She wants someone to listen, she wants someone, she wants to stop
this hole within her from growing out of control and taking her over
she wants to speak her truth to someone who gives a damn
it’s almost like wishing to have perky tits again and a hymen
it’s almost like hoping at the dinner table for love instead of silence.
She used to fake it really well, used to know all the ways of getting clean and squeaky
People are kind to children and pretty youth
Unkind to those who are mentally ill and grow old in their despair
old before your time, before you stopped wanting to be wooed and still wanting to wear
tight clothes and push up bras, just because you can.

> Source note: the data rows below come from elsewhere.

PR #327, opened 2025-10-31
chore: fix the conflict of go version

huiwangredhat:
## Summary
This PR tries to fix the [error](https://github.com/complytime/complyctl/actions/runs/18925551386/job/54147038065) about the go running version and the upgrade version in go.mod.
And it also improved to get `FIXED_VERSION` when it found vulnerabilities.

### DIFF
--- a/.github/workflows/vuln_check_fix.yml
+++ b/.github/workflows/vuln_check_fix.yml
@@ -34,13 +34,13 @@ jobs:
           # Get the CVEs fixed version from the results.sarif
           osv-scanner  -r --format=sarif . > results.sarif || true
           if [ -f "results.sarif" ] && [ -s "results.sarif" ]; then
-            FIXED_VERSION=$(jq -r '.runs[0].tool.driver.rules[] | .help.markdown | capture("### Fixed Versions\\s*\\|.+\\n\\|.+\\n\\|\\s*[^|]+?\\s*\\|\\s*[^|]+?\\s*\\|\\s*(?<version>[^|]+?)\\s*\\|") | .version' results.sarif | tr ',' '\n' | sed 's/ //g' | sort -V | tail -n 1)
+            FIXED_VERSION=$(jq -r '.runs[0].tool.driver.rules[]| .help.markdown| capture("### Fixed Versions\\s*\\|.+\\n\\|.+\\n\\|\\s*[^|]+?\\s*\\|\\s*[^|]+?\\s*\\|\\s*(?<version>[^|]+?)\\s*\\|")| .version| gsub(" "; "") | split(",")| map(split(".") | map(tonumber))| min| map(tostring)| join(".")' results.sarif | sort -V | tail -n 1)
             echo "The FIXED_VERSION is $FIXED_VERSION."
             echo "FIXED_VERSION=$FIXED_VERSION" >> $GITHUB_ENV
             echo "${{ env.FIXED_VERSION }}"
             rm -rf results.sarif
           else
-            echo "No vulnaribility"
+            echo "No vulnerability"
           fi
         env:
           GH_TOKEN: ${{ steps.app-token.outputs.token }}
@@ -82,13 +82,12 @@ jobs:
             git checkout -b "${{ env.BRANCH_NAME }}"
           fi
           go mod edit -go=${{ env.FIXED_VERSION }}
-          go mod tidy
           if [[ -z $(git status --porcelain) ]]; then
             echo "No changes to the go.mod file. Nothing to commit."
           else
             git config user.name "complytime-ci"
             git config user.email "complytime-ci@gmail.com"
-            git add go.mod go.sum
+            git add go.mod
             git commit -m "Update the gomod version to ${{ env.FIXED_VERSION }}"
             git push origin ${{ env.BRANCH_NAME }} -f
           fi


.github/workflows/vuln_check_fix.yml
```diff
@@ -34,7 +34,7 @@ jobs:
           # Get the CVEs fixed version from the results.sarif
           osv-scanner  -r --format=sarif . > results.sarif || true
           if [ -f "results.sarif" ] && [ -s "results.sarif" ]; then
-            FIXED_VERSION=$(jq -r '.runs[0].tool.driver.rules[] | .help.markdown | capture("### Fixed Versions\\s*\\|.+\\n\\|.+\\n\\|\\s*[^|]+?\\s*\\|\\s*[^|]+?\\s*\\|\\s*(?<version>[^|]+?)\\s*\\|") | .version' results.sarif | tr ',' '\n' | sed 's/ //g' | sort -V | tail -n 1)
+            FIXED_VERSION=$(jq -r '.runs[0].tool.driver.rules[]| .help.markdown| capture("### Fixed Versions\\s*\\|.+\\n\\|.+\\n\\|\\s*[^|]+?\\s*\\|\\s*[^|]+?\\s*\\|\\s*(?<version>[^|]+?)\\s*\\|")| .version| gsub(" "; "") | split(",")| map(split(".") | map(tonumber))| min| map(tostring)| join(".")' results.sarif | sort -V | tail -n 1)
```
sonupreetam, line 37: @huiwangredhat Regarding the logic change for the version picking. The previous logic split all fixed versions, sorts with sort -V, and picks the max. And in the current the min inside jq actually chooses the lowest version per rule, then you sort and pick the highest of those lows. Does this provide consistent results and is this what logic is trying to achieve here?

.github/workflows/vuln_check_fix.yml
```diff
@@ -34,7 +34,7 @@ jobs:
...
             echo "The FIXED_VERSION is $FIXED_VERSION."
             echo "FIXED_VERSION=$FIXED_VERSION" >> $GITHUB_ENV
             echo "${{ env.FIXED_VERSION }}"
```
sonupreetam, line 40: @huiwangredhat In the same run: block where you set FIXED_VERSION, you echo ${{ env.FIXED_VERSION }}. That value isn’t available until the next step, is that right? Same with $BRANCH_NAME. Please do correct me here.

.github/workflows/vuln_check_fix.yml
```diff
@@ -82,13 +82,12 @@ jobs:
...
           fi
           go mod edit -go=${{ env.FIXED_VERSION }}
-          go mod tidy
           if [[ -z $(git status --porcelain) ]]; then
             echo "No changes to the go.mod file. Nothing to commit."
           else
             git config user.name "complytime-ci"
             git config user.email "complytime-ci@gmail.com"
-            git add go.mod go.sum
+            git add go.mod
```
sonupreetam, line 90: @huiwangredhat go.sum staging and go mod tidy is removed. Is it intended? 
Also unrelated to the PR but in the file we have cat go.mod, is it necessary?

sonupreetam (changes requested):
@huiwangredhat Just added few feedbacks and some queries to review your logic efficiently.  Minor nit in the file itself "vulnaribility" to vulnerability. And should we consider filtering out pre-releases if you don’t want rc/beta Go versions, can be a separate issue, WDYT?

.github/workflows/vuln_check_fix.yml
huiwangredhat: @sonupreetam, Thanks for asking. Yes, that's the logic I want.  It will filter the fixed versions, like this 
```
{
  "version": "1.24.8, 1.25.2"
}
{
  "version": "1.24.9, 1.25.3"
}
....
``` 

For example, the first raw means the CVE could be fixed on 1.24.8 and 1.25.2. So we choose the 1.24.8. The next raw means the second CVE could be fixed on 1.24.9 and 1.25.3. We choose 1.24.9. The reasons I prefer the min one: the min one could fixed the CVE, second; the min one is closed to the project current go version, it's more safe. Finally, we will get the max one, 1.24.9 from [1.24.8, 1.24.9]. Is that helpful?

.github/workflows/vuln_check_fix.yml
huiwangredhat: @sonupreetam After setting the FIXED_VERSION to env, it works in the same block. I tested it. You could see the step "Check vulnerability" in this [run](https://github.com/auto-manage-org/complyctl/actions/runs/19054936161/job/54423065267).

.github/workflows/vuln_check_fix.yml
huiwangredhat: @sonupreetam Yes, it's intended. Removing` go.tidy`.to fix the [error](https://github.com/complytime/complyctl/actions/runs/18925551386/job/54147038065) we met.

I think `cat go.mod` is helpful. It's not necessary. The go.mod is a little bit long that makes the log is not readable :).

huiwangredhat:
> @huiwangredhat Just added few feedbacks and some queries to review your logic efficiently. Minor nit in the file itself "vulnaribility" to vulnerability. And should we consider filtering out pre-releases if you don’t want rc/beta Go versions, can be a separate issue, WDYT?

@sonupreetam Thank you. I updated the typo.  

That's a good question. The CVE has been exposed and fixed. So I think the fix version should be the release/safe version. WDYT?

.github/workflows/vuln_check_fix.yml
sonupreetam: @huiwangredhat Thank you very much for clarifying this for me. I wasn't sure we should choose the min fixed version.

.github/workflows/vuln_check_fix.yml
sonupreetam: @huiwangredhat Thank you for clarifying this. Just learnt about this from Marcus. This is good.

.github/workflows/vuln_check_fix.yml
sonupreetam: @huiwangredhat Thank you very much! Understood.

sonupreetam (approved):
@huiwangredhat Thank you for considering my feedback and responding to it. Everything LGTM.

marcusburghardt (approved):
LGTM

Now she understands why middle aged women read romance novels
or hate and never do
the combat of wanting to be desired and knowing it’s not going to
ever again, they only like those little girls in tiny clothes
whose bodies are barely formed
are you bitter? Are you scorned? The world belongs to men
because they stop loving at a certain age and women
hate each other especially the peachy ones, who remind them of
what they’ll never get back.
The fight beneath, the bitchy office manager who used to tut beneath her breath
every time she walked past in her best blue heals
she had a good heart then and it hurt to be treated so
now she knows the meaning of
the loss in their eyes
but she still wants to be desired
is she going to turn into one of those sad ole gals who keeps wearing too tight jeans
hanging out at less and less popular places in hope?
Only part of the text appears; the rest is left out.